Nos adentramos con Jesús y su linterna por callejuelas de un metro de ancho surcadas por un desagüe oscuro y espeso. La sensación de penetrar en aquel lugar casi de manera furtiva nos dejó sin habla. El slum dormía. Silencioso. Era como un animal agazapado. Una fuerza latente a punto de estallar. El pistoletazo de salida en la carrera por la supervivencia lo marcaría la salida del sol y la llamada a la oración desde las mezquitas. Susurré mis primeras palabras:
- Jesús, me acaba de pasar un gato enorme por encima del pie
- No era un gato, Luis, pero mejor sigue caminando
Trepamos hasta los tejados de chapa de las chabolas por unas cañerías y Jesús nos pidió que lleváramos cuidado con dónde pisábamos.
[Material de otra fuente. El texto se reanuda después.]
PR #2950, opened 2025-12-03
Fix the device crash that occurs when joining ThorChain while using a custom signing message without specifying an amount.

rcoderdev:
## Join with iOS
IMG_852D993773E3-1

## Summary by CodeRabbit

* **Bug Fixes**
  * Improved deposit and transaction handling by establishing consistent default values for amounts, preventing potential undefined errors that could occur during deposit operations.

* **Refactor**
  * Simplified internal deposit processing logic by eliminating redundant amount assignments across mint, redeem, and deposit pathways, enhancing code maintainability.

<sub>✏️ Tip: You can customize this high-level summary in your review settings.</sub>


johnnyluo (approved):
LGTM

PR #291, opened 2024-01-10
Feature/fix aggregate issue with converted queries

ming-chu:
This PR has fixed the aggregate query problem on converted queries.
https://github.com/atn832/fake_cloud_firestore/pull/290#discussion_r1445569625
The error log would be like:
```log
type 'Movie' is not a subtype of type 'Map<String, dynamic>' in type cast
package:fake_cloud_firestore/src/fake_aggregate_query.dart 34:56   FakeAggregateQuery._getAggregateQuerySnapshotPlatform.<fn>
dart:_internal                                                     ListIterator.moveNext
package:fake_cloud_firestore/src/fake_aggregate_query.dart 107:27  FakeAggregateQuery.buildAggregateQueryResponseList
package:fake_cloud_firestore/src/fake_aggregate_query.dart 37:12   FakeAggregateQuery._getAggregateQuerySnapshotPlatform
package:fake_cloud_firestore/src/fake_aggregate_query.dart 21:22   FakeAggregateQuery.get
```

### DIFF
--- a/lib/src/aggregate_type_extension.dart
+++ b/lib/src/aggregate_type_extension.dart
@@ -1,0 +1,16 @@
+import 'package:cloud_firestore_platform_interface/cloud_firestore_platform_interface.dart';
+
+extension AggregateTypeExtension on AggregateType {
+  Type get aggregateFieldType {
+    switch (this) {
+      case AggregateType.sum:
+        return sum;
+      case AggregateType.average:
+        return average;
+      case AggregateType.count:
+        return count;
+      default:
+        throw UnimplementedError('Unknown AggregateType: $this');
+    }
+  }
+}
--- a/lib/src/fake_aggregate_query.dart
+++ b/lib/src/fake_aggregate_query.dart
@@ -5,8 +5,6 @@ import 'package:cloud_firestore_platform_interface/cloud_firestore_platform_inte
     as platform_interface;
 import 'package:collection/collection.dart';
 import 'package:fake_cloud_firestore/src/aggregate_type_extension.dart';
-import 'package:fake_cloud_firestore/src/mock_document_snapshot.dart';
-import 'package:fake_cloud_firestore/src/mock_query_document_snapshot.dart';
 import 'package:flutter/foundation.dart';
 
 import 'fake_aggregate_query_snapshot.dart';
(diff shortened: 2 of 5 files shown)


lib/src/aggregate_type_extension.dart
```diff
@@ -0,0 +1,16 @@
+import 'package:cloud_firestore_platform_interface/cloud_firestore_platform_interface.dart';
+
+extension AggregateTypeExtension on AggregateType {
```
atn832, line 3: Fancy! 👍

lib/src/fake_aggregate_query.dart
```diff
@@ -28,10 +31,18 @@ class FakeAggregateQuery implements AggregateQuery {
   @override
   AggregateQuery count() => _query.count();
 
+  Map<String, dynamic> _getRawDocDataMap(QueryDocumentSnapshot<Object?> s) {
+    if (s is MockQueryDocumentSnapshot && s.snapshot is MockDocumentSnapshot) {
```
atn832, line 35: Why not use an assert statement like you did in the other PR? `flutter test` does fail if the assert fails. If something does fails for unexpected reasons, let it fail so we can fix it properly next time. :)

lib/src/fake_aggregate_query.dart
```diff
@@ -28,10 +31,18 @@ class FakeAggregateQuery implements AggregateQuery {
...
+    }
+    // this line should never execute but leave it here to play safe.
+    return s.data() as Map<String, dynamic>;
+  }
+
   AggregateQuerySnapshotPlatform _getAggregateQuerySnapshotPlatform({
     required QuerySnapshot<Object?> snapshot,
   }) {
-    final dataMaps = snapshot.docs.map((e) => e.data() as Map<String, dynamic>);
+    final dataMaps = snapshot.docs.map((s) => _getRawDocDataMap(s));
```
atn832, line 45: Have you considered using `DocumentSnapshot.get`? Then you don't need to expose the internal map. It's better to use the public API whenever possible.

You would replace
```dart
final value = dataMap[field.field];
```
by
```dart
final value = documentSnapshot.get(field.field);
```

It also has the added benefit to make the loop down there clearer. Instead of this:
```dart
    for (final dataMap in dataMaps) {
      for (final field in fields) {
```
you could write:
```dart
    for (final field in fields) {
      for (final documentSnapshot in documentSnapshots) {
```

Also would you mind renaming `valueMap` into something more meaningful like `aggregateValues`? Since you already use the variable name `value` when referring to a document value, `value` and `valueMap` was a bit confusing.

lib/src/fake_aggregate_query.dart
ming-chu: Oh, it's because I want to check the type with the `is` operator so that we can use the instance method without casting it again.
Let me think and revise it. ;)

lib/src/fake_aggregate_query.dart
ming-chu: Good idea!

ming-chu:
@atn832  Thanks for the review.
I just pushed the new commit according to the comments.
Please let me know if I missed any :)

lib/src/fake_aggregate_query.dart
ming-chu: after using `DocumentSnapshot.get` we don't need this method anymore, haha. Thank you!

atn832 (approved):
Thank you for the PR @ming-chu !

atn832:
I published your fix to https://pub.dev/packages/fake_cloud_firestore/changelog#247.

I also switched to Dart 3 and used pattern matching to rewrite `getAggregateFieldName`: https://github.com/atn832/fake_cloud_firestore/commit/f277193d98665292dc929728dde45a465aeaeefd

https://dart.dev/language/patterns#switch-statements-and-expressions

PR #295, opened 2024-02-16
fix: compatibility for listeners with different converters

### LINKED ISSUE #294: listeners not updating with #284 fix
My app has a FirestoreClient that forces you to use `converters`, the converter transforms the response into an 
`Either<FirestoreFailure,Data>` and it works great, for our testing we simply instantiate `FakeFirebaseFirestore` and write to the collection directly without the use of converters because we don't need to provide an object so its easier for us to tests the scenarios  when data might be missing.

With the introduction of #284, we can no longer test this because the `fireSnapshotUpdate` is checking for the converter type. so if you have a converter set but want to write directly without a converter, the listeners are not triggered. The issue comes because that change introduced the creation of a new copy of the querySnapshot that requires the code to know the type of <T>.

I'm not entirely sure what's the purpose of this, but I would like to propose to add the previous behavior if the <T> condition is not met for now so that we keep backwards compatibility. 

image

https://github.com/atn832/fake_cloud_firestore/blob/dd3586df91af12b74f1ce7516e019baf33b853b4/lib/src/query_snapshot_stream_manager.dart#L102-L137

diegogarciar:
## Why?
Snapshot listeners built with a converter will not hear updates made from a reference without a converter
Fixes #294 

## What?

Re added the previous code we had before #284 when the query type doesn't match, I couldn't think of a better solution but I'm open to ideas.

### DIFF
--- a/test/query_snapshot_stream_manager_test.dart
+++ b/test/query_snapshot_stream_manager_test.dart
@@ -60,7 +60,7 @@ void main() {
       collectionRef = instance.collection('users');
     });
 
-    void validate() {
+    void validateSnapshotsWithoutConverter() {
       expect(
         collectionRef.snapshots(),
         emitsInOrder(
@@ -83,13 +83,10 @@ void main() {
         'name': 'Bob',
       });
 
-      validate();
-
-      await pumpEventQueue();
+      validateSnapshotsWithoutConverter();
       await collectionRef.doc('1').set({
         'name': 'Marie',
       });
-      await pumpEventQueue();
     });
     test('can receive updates starting with converter', () async {
       final converterRef = collectionRef.withConverter<User>(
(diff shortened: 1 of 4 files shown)


atn832:
Hi @diegog-sf thanks for reporting the issue. It's a one line change but every fix needs a test to prevent further regressions. Are you able to write a simple test that reproduces the issue you mentioned? I'll try to find time to look at it more closely this week.

diegog-sf:
Thanks, will do over the weekend

diegogarciar:
hey @atn832 longest weekend ever, but I was finally able to add the tests :)

atn832:
Amazing thank you!! I'll take a look in the next few days. Btw the Analyzer issue doesn't seem related to this PR. I'll check separately later.

test/query_snapshot_stream_manager_test.dart
```diff
@@ -2,37 +2,125 @@ import 'dart:async';
...
+    }
+
+    test('can receive updates', () async {
+      await collectionRef.doc('1').set({
+        'name': 'Bob',
+      });
+
+      validate();
+
+      await pumpEventQueue();
```
atn832, line 88: I tried removing all the `await pumpEventQueue()` and the tests still passed. Why are they needed?

test/query_snapshot_stream_manager_test.dart
```diff
@@ -2,37 +2,125 @@ import 'dart:async';
...
+  group('listener updates', () {
+    late CollectionReference collectionRef;
+    setUp(() {
+      collectionRef = instance.collection('users');
     });
-    // Fire a snapshot update.
-    instance.collection('users').add({
-      'name': 'Steve',
+
+    void validate() {
```
atn832, line 63: Would you mind renaming this into something more meaningful? Maybe `validateSnapshotsWithoutConverter()`.

atn832 (approved):

test/query_snapshot_stream_manager_test.dart
diegog-sf: they're use of habit, I can remove them

diegogarciar:
Feedback addressed, I think I also fixed the analyzer issues

atn832:
Thank you for the bug fix, the nice tests and the analyzer fix! I just published your code to https://pub.dev/packages/fake_cloud_firestore/changelog#252.

Issue #297, opened 2024-03-15
throws null value with composite key query on null data document


KholmatovS:
Making query with composite keys when a doc is created but data hasn't been set yet, it throws null value exception

```
Null check operator used on a null value
```

PR: #298

atn832:
I ended up forgetting to release an update. It's now out: https://pub.dev/packages/fake_cloud_firestore/changelog#249. Thank you!

Issue #156, opened 2021-04-18
MockDocumentReference.set({}), then get() returns null


atn832:
This test fails.

```dart
await instance.collection('users').doc('3').set({});
final doc = await instance.collection('users').doc('3').get();
expect(doc.data(), isNotNull);
```

I'll have to try it on the actual Firestore to see how it should behave.

atn832:
If this is indeed a bug, we should revert the changes in https://github.com/atn832/cloud_firestore_mocks/pull/153/files#diff-9d69ed340c3ab50d969a5011a19f493ade18a72981f8bef6e8a2a878e3820d9e back to `set({})`.

jibbers42:
I just starting using this package and ran into the same issue. I'm curious if you ever verified Firestore behavior - I haven't, but it does feel like this should work.

atn832:
https://pub.dev/packages/fake_cloud_firestore/changelog#249

PR #298, opened 2024-03-15
fix: composite key query on null document

KholmatovS:
Fixes null check operation on null value when queried with composite keys on null data document.

Fix for: #297


atn832:
The analyzer issues are from Flutter 3.19's new rules. We can address them separately

atn832:
Thank you for the fix! It seems like a side effect of #156. I'll see if I can find a more general fix.

PR #299, opened 2024-03-16
fix: set({}) followed by get() returns {}

### LINKED ISSUE #156: MockDocumentReference.set({}), then get() returns null

atn832:
Fixes #156


atn832:
@KholmatovS I kept your unit test and replaced your fix by this one. It covers your use case and also fixes #156.

KholmatovS:
@atn832 great, thank you!

PR #302, opened 2024-04-09
Fixed exception when dump() dumps Document Reference

BuyMyBeard:
When database document contains document reference, Exception will occur [here](https://github.com/atn832/fake_cloud_firestore/blob/6164f7f0e9b28ee41853cd6859d8faba4a7f130f/lib/src/fake_cloud_firestore_instance.dart#L149)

Alumbró con su linterna y vi que estábamos rodeados de cuerpos. Decenas de personas durmiendo a la intemperie, en los tejados, bajo la luna.
Allí sentados esperamos a que despertara Dharavi bebiendo una bolsita de te con clavo. 10 rupias, unos 25 céntimos de euro. Era la segunda vez que desayunaba con Jesús. “Te dije que la siguiente vez todo sería diferente”. Y sonrió.
Media hora después el sol encendió Bombay y la maquinaria vital del slum empezó a funcionar. El espacio condiciona las rutinas en Dharavi. Viven tan juntos que los biorritmos son comunes. Todos se levantan a la misma hora. Desayunan, se asean, ponen música de Bollywood y salen a la calle a la misma hora.
Dharavi se ha hecho famoso en los últimos años porque allí se rodó la famosa película Slumdog Millionaire, que cuenta la historia de unos niños del slum y que ganó 8 Óscars. La traducción literal del título sería “Perro de chabola millonario”. Jesús nos contó que a los habitantes de este lugar les dolió ese título y la imagen que se dio de sus vidas. La prensa india dijo que la película hacía “pornografía de la pobreza”.
Yo no voy a defender la película, pero sí que sentí allí algo parecido a lo que el guionista de Slumdog, Simon Beaufoy, dijo que había percibido: “hemos querido que el espectador sienta la enorme cantidad de diversión, risas, charlas y sentido de comunidad que uno encuentra en este barrio. Lo que percibes en un lugar así es esta masa de energía”.
Estoy de acuerdo: esa masa de energía te envuelve. Se nota que forman una verdadera comunidad a la que no quieren dejar de pertenecer. Por eso muchos de ellos nos confesaron que temen al plan urbanístico del gobierno que pretende derribar el slum y construir apartamentos. No es un mundo ideal. Claro que también hay mafias o delincuencia. Pero ellos no quieren moverse de allí. Dijo Ghandi que “para una persona no violenta, todo el mundo es su familia”. Pues el slum parece eso, una familia de un millón de miembros.
Jesús cuenta en su web (www.100familiasindias.com) que el slum sería como el planeta Gaia que describe Isaac Asimov en su “Fundación”: un conjunto de personas, animales y elementos que forman un sólo ser vivo que se alegra ante las fuerzas del bien y llora cuando algún miembro de la comunidad sufre.
Yo no lo sé. No conozco tanto el espíritu de Dharavi ni me he leído la “Fundación” de Asimov, pero sí sé cómo nos trataron allí. Los niños nos rodeaban y nos seguían. Nos pedían que jugáramos al críquet con ellos. Algunos nos abrazaban. Las mujeres sonreían y los hombres nos daban la mano. Todos nos abrían las puertas de sus casas. Nadie puso ningún inconveniente a que le grabáramos. Nadie quiso aparentar.
Pero durante nuestra estancia en Bombay no sólo grabamos el lado “pobre”. También quisimos conocer el lado opulento de esta ciudad. El otro extremo. Por eso al día siguiente de rodar en el slum visitamos el hotel de 5 estrellas Taj Mahal Palace. No nos dejaron grabar. La relaciones públicas del hotel dijo que el hall estaba en obras y no querían dar una imagen decadente. No supe qué contestarle.
Pasamos 6 días en Bombay. Suficientes para saber que volveré. Cuando regresé a España un amigo me preguntó si merecía la pena viajar a Bombay, si en esa ciudad había "algo que ver". Me puso cara rara cuando le contesté: “No hay nada que ver, Javi, pero sí mucho que vivir. No vayas a verla, ve a vivirla”.